The 2010 edition of the Index of Economic Freedom poses a frightening paradox. Around the world, the economically freest countries are, by and large, those with a British legacy. Indeed, the top five – Hong Kong, Singapore, Australia, New Zealand, and Ireland – were either founded or influenced by the British. Of the top ten states, only Denmark, Switzerland, and Chile were not, at one point, governed from London. The lesson should be clear: economic freedom, born of the thought of Adam Smith and David Ricardo, spread round the world with the English-speaking people, to the immense benefit of both their children and those who learned from them.
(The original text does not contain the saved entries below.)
PR #741, opened 2023-02-02
chore(deps): update deps

josedialpad:
# update deps

- [ ] Fix
- [ ] Feature
- [ ] Refactoring
- [ ] Documentation

## :pencil: Checklist

- [ ] I have added tests


storybook/package.json
```diff
@@ -8,23 +8,23 @@
...
-    "@storybook/vue3": "^6.5.14",
-    "@vue/compiler-sfc": "^3.2.45",
+    "@storybook/addon-viewport": "^6.5.16",
+    "@storybook/addons": "^6.5.16",
+    "@storybook/builder-webpack5": "^6.5.16",
+    "@storybook/manager-webpack5": "^6.5.16",
+    "@storybook/source-loader": "^6.5.16",
+    "@storybook/theming": "^6.5.16",
+    "@storybook/vue3": "^6.5.16",
+    "@vue/compiler-sfc": "^3.2.47",
```
braddialpad: Hmmm I think we don't need this anymore do we? Unless maybe storybook doesn't work without it?

https://www.npmjs.com/package/@vue/compiler-sfc

> Note: as of 3.2.13+, this package is included as a dependency of the main vue package and can be accessed as vue/compiler-sfc. This means you no longer need to explicitly install this package and ensure its version match that of vue's. Just use the main vue/compiler-sfc deep import instead.

josedialpad: Good catch, it's no longer need to explicitly define here

braddialpad (approved):

PR #742, opened 2023-02-03
fix(combobox-multi-select): wrong chips position while on modal

juliodialpad:
# Fix combobox multi select chips position while on modal

- [x] Fix
- [ ] Feature
- [ ] Refactoring
- [ ] Documentation

## :book: Description

Reverted the setChipsTopPosition logic, the only change that we really needed was the chips size and the input padding.

Tested Default, with Max select validation and inside a modal, everything should be working fine now.

## :bulb: Context

A bug was introduced on #736 when changed the way we were calculating the chips position.

## :pencil: Checklist

- [ ] I have added tests


braddialpad (approved):
Tested this on ubervoice using npm link, seems to work great!

PR #745, opened 2023-02-03
feat(avatar): group variant

josedialpad:
# Avatar group variant

- [ ] Fix
- [x] Feature
- [ ] Refactoring
- [ ] Documentation

## :book: Description

Vue implementation of avatar group and refactor implemented in https://github.com/dialpad/dialtone/pull/813/files.

## :pencil: Checklist

- [x] I have added tests


components/avatar/avatar.vue
```diff
@@ -114,6 +129,25 @@ export default {
...
+    /**
+     * Determines whether to show a group avatar.
+     * Limit to 2 digits max, though supports “99+”.
+     * if the number is 1 or less it would just show the regular avatar as if group had not been set.
+     */
+    group: {
+      type: [Number, String],
+      default: undefined,
+      validator: (group) => AVATAR_GROUP_VALIDATOR(group),
+    },
```
braddialpad: the control input renders as an "object" in storybook I think due to the multiple types. Probably not even necessary to allow both types, maybe only allow "number"

components/avatar/avatar.vue
```diff
@@ -3,20 +3,34 @@
     :id="id"
     :class="[
       'd-avatar',
-      AVATAR_KIND_MODIFIERS[kind],
       AVATAR_SIZE_MODIFIERS[size],
       avatarClass,
+      gradient ? null : 'd-avatar--no-gradient',
+      showGroup ? 'd-avatar--group' : null,
```
braddialpad: use object syntax rather than a ternary here

```
:class="[
  'd-avatar',
  AVATAR_SIZE_MODIFIERS[size],
  avatarClass,
  {
    'd-avatar--no-gradient': !gradient,
    'd-avatar--group': showGroup,
  },
]"
```

components/avatar/avatar.vue
braddialpad: I think we can also just set it to 99+ when any number greater than 99 is entered.

braddialpad (changes requested):
Lookin nice, just some changes around the group number type/math/validation

components/avatar/avatar.vue
josedialpad: Good call, refactored and moved to a computed prop as that's the convention we've been using https://github.com/dialpad/dialtone-vue/pull/745/commits/3cd94c9122b5ec6454d465245239f14248354624

components/avatar/avatar.vue
josedialpad: yeah followed the approach you've suggested, thanks https://github.com/dialpad/dialtone-vue/pull/745/commits/541fb7968a722db9b7ac493ec648f1f17f588c99

braddialpad (approved):

braddialpad:
Remember to update to the new dialtone (once it is released) before merging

And yet the two most important English-speaking countries today are sliding backwards. In 2009, the United States, for the first time, dropped out of the ranks of the free, and into those of the ‘mostly free.’ The United Kingdom dropped only slightly less than the United States, and it fell out of the top ten for the first time. Even more disturbing is the fact that the U.K. has now declined for four consecutive years, and that the level of economic freedom in Britain is now as low as it has been since the Index began to measure it in 1995. Britain’s decline is even more disturbing when compared to its major European competitors, such as Germany, France, and Italy, all of whom increased their scores in 2009.
The reasons for the U.K.’s comparative decline are clear: while some countries did not respond to the 2008-9 financial crisis by limiting economic freedom, others, including Britain, did. The U.K. already had to carry the burden of the National Health Service and the E.U.’s Common Agricultural Policy, which distort its domestic prices and impose higher costs on consumers, as well as a high and increasing level of government spending. Add to that the nationalization of Northern Rock Bank and the majority and minority stakes, respectively, the government has taken in the Royal Bank of Scotland and Lloyds Banking Group, and you have a nation that is moving increasingly rapidly away from economic freedom.
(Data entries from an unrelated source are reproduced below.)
PR #746, opened 2023-02-06
feat(list-item): add selected prop

iropolo:
# PR feat(list-item): add selected prop

- [x] Feature

## :book: Description

[DT-527](https://dialpad.atlassian.net/browse/DT-527)

We added `selected` prop on the list-item component.
This prop enable the possibility to the user to quickly mark a list item as selected.

This add styles and a check mark on the right.

## :pencil: Checklist

- [x] I have added tests

image

image

image

image

[DT-527]: https://dialpad.atlassian.net/browse/DT-527?atlOrigin=eyJpIjoiNWRkNTljNzYxNjVmNDY3MDlhMDU5Y2ZhYzA5YTRkZjUiLCJwIjoiZ2l0aHViLWNvbS1KU1cifQ


iropolo:
Im wondering if this way its useful or it would be better if we manage this on the default_list_item component as a prop.
We would need to add the `selected` attribute on the list_item then the default_list_item would manage the style and check mark icon.

With this PR we are creating a slot called `selected` and we are using this slot if `selected` prop is provided. 
In this case, list_item is in charge of the logic.
But, we also are giving the possibility to the user to use this `selected` slot, I dont know if this should be on this way.

You can test the behavior [here](http://localhost:9010/?path=/story/components-list-item--default ) and switch the `select` prop boolean 


image

image

image

components/list_item/list_item.vue
```diff
@@ -24,6 +25,14 @@
...
         <slot :name="slotName" />
       </template>
+      <template
+        v-if="selected"
+        #selected
+      >
+        <dt-icon
+          name="check"
+        />
+      </template>
```
josedialpad: Slot for the selected icon that defaults to the check icon?

```suggestion
      <template
        v-if="selected"
        #selected
      >
        <slot name="selectedIcon">
          <dt-icon
            name="check"
          />
        </slot>
      </template>
```

components/list_item/list_item.vue
```diff
@@ -224,14 +243,15 @@ export default {
   border-radius: var(--size-300);
 }
 
-.dt-list-item--focusable:focus,
-.dt-list-item--focusable:focus-within,
```
josedialpad: Shouldn't the selected variant re-style the background for these states rather than removing them from the default list item?

components/list_item/default_list_item.test.js
```diff
@@ -102,5 +102,16 @@ describe('DtDefaultListItem tests', function () {
       it('should render the slot wrapper', function () { assert.isTrue(bottomWrapper.exists()); });
       it('should render the provided content', function () { assert.isTrue(wrapper.text().includes('bottom')); });
     });
+
+    describe('When selected content is provided', function () {
+      // Test Setup
+      beforeEach(async function () {
+        slots = { selected: 'selected' };
```
josedialpad, line 109: We should add a test case for the selected prop in the list item checking that the default selected icon appears.

josedialpad (changes requested):

components/list_item/default_list_item.vue
```diff
@@ -38,6 +38,9 @@
       <!-- @slot Slot for the right content -->
       <slot name="right" />
     </section>
+    <template v-if="$slots.selected">
+      <slot name="selected" />
+    </template>
```
josedialpad: No reason to wrap in a template here

```suggestion
    <slot name="selected" />
```

josedialpad:
> Im wondering if this way its useful or it would be better if we manage this on the default_list_item component as a prop.
We would need to add the selected attribute on the list_item then the default_list_item would manage the style and check mark icon.

The styling is done above the list item, so the approach you've taken in this PR looks good to me.

braddialpad:
> Im wondering if this way its useful or it would be better if we manage this on the default_list_item component as a prop. We would need to add the `selected` attribute on the list_item then the default_list_item would manage the style and check mark icon.

Yep I 100% agree with this logic. default_list_item is meant to dictate styling while custom list item should really have no styling at all. custom list item probably shouldn't even do anything when selected is true by default, maybe just highlighting?

components/list_item/default_list_item.vue
iropolo: Oops, yep, that should not be there

components/list_item/list_item.vue
iropolo: Thats sth I though, but I dont know if there is a reason to have it customizable.

The idea is to have a common shared component through all our applications, so thats why I guess we should limit the flexibility here, and dont let the user change the 'checkmark icon' for selected item.

Maybe @braddialpad could check this out :)

francisrupert: I agree we should restrict to `<dt-icon name="check" />` — at least to begin with. At some point on Product Design side we'll inventory and standardize on any other visuals ways to show a checked state of a List Item. But yeah, there isn't currently any fundamental reason for it to be a different icon. If there is, that's what the custom option is for.

I'd also love to see examples of it reflected as an example on at least one [Dropdown](https://vue.dialpad.design/?path=/story/components-dropdown--variants)'s nested List items.

components/list_item/list_item.vue
iropolo: ---EDITED

Deprecated with latest changes :)

components/list_item/list_item.vue
```diff
@@ -224,14 +243,15 @@ export default {
...
 .dt-list-item--highlighted {
   background-color: hsla(var(--black-900-h), var(--black-900-s), var(--black-900-l), 0.05);
 }
 
-.dt-list-item--highlighted:active {
-  background-color: hsla(var(--black-900-h), var(--black-900-s), var(--black-900-l), 0.1);
+.dt-list-item--selected {
+  background-color: var(--purple-100);
```
francisrupert: Remove the background color, the presence of the check icon is sufficient. Plus, there may be multiple checked items and a background color muddies it. For example...

image

components/list_item/list_item.vue
```diff
@@ -224,14 +243,15 @@ export default {
...
+  .d-icon{
+    color: var(--purple-400);
```
francisrupert: Remove color, deferring to inherited color.

components/list_item/list_item.vue
```diff
@@ -24,6 +25,14 @@
         <!-- @slot named slots for custom list items -->
         <slot :name="slotName" />
       </template>
+      <template
+        v-if="selected"
+        #selected
+      >
+        <dt-icon
+          name="check"
```
francisrupert, line 32: Use `size="400"`.

francisrupert (changes requested):
Liking.

components/list_item/list_item.vue
iropolo: Thanks for your attention Francis :)

Here is some examples on the Dropdown implementation

---EDITED

Deprecated with latest changes :)

components/list_item/list_item.vue
francisrupert, line 32: Add `class="d-ml8"`

francisrupert (changes requested):

components/list_item/list_item.vue
iropolo: Since it will not have background color and the icon will have inherited color, I removed `.dt-list-item--selected` completely :)

braddialpad (approved):
Looking good now, thanks!

francisrupert (approved):
🤘

josedialpad (approved):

There is little likelihood that the U.K. will reverse this retreat in the next edition of the Index. The 2010 Index reports that government spending as a share of national income in the most recent year was 44%. But the OECD reports that public spending will reach 53% of national income in 2010. That by itself will hurt the U.K.’s score next year, just as the jump in public spending that began under President George W. Bush and accelerated under President Obama will drag the U.S.’s ranking down.
Of course, in the end, the ranking’s not the thing: it’s the policies that the ranking reflects, and their results, that matter. And with both Britain and the U.S. moving for the first time into the ranks of the ‘mostly free,’ they can, if they keep on their current road, look forward to a future that has more debt and less prosperity, and where politics revolves around how to share the pie, not how to grow it. Nothing could be less in keeping with the lessons the world’s leaders in economic freedom learned from Britain, lessons that both Britain and the United States badly need to relearn before they fall even further behind.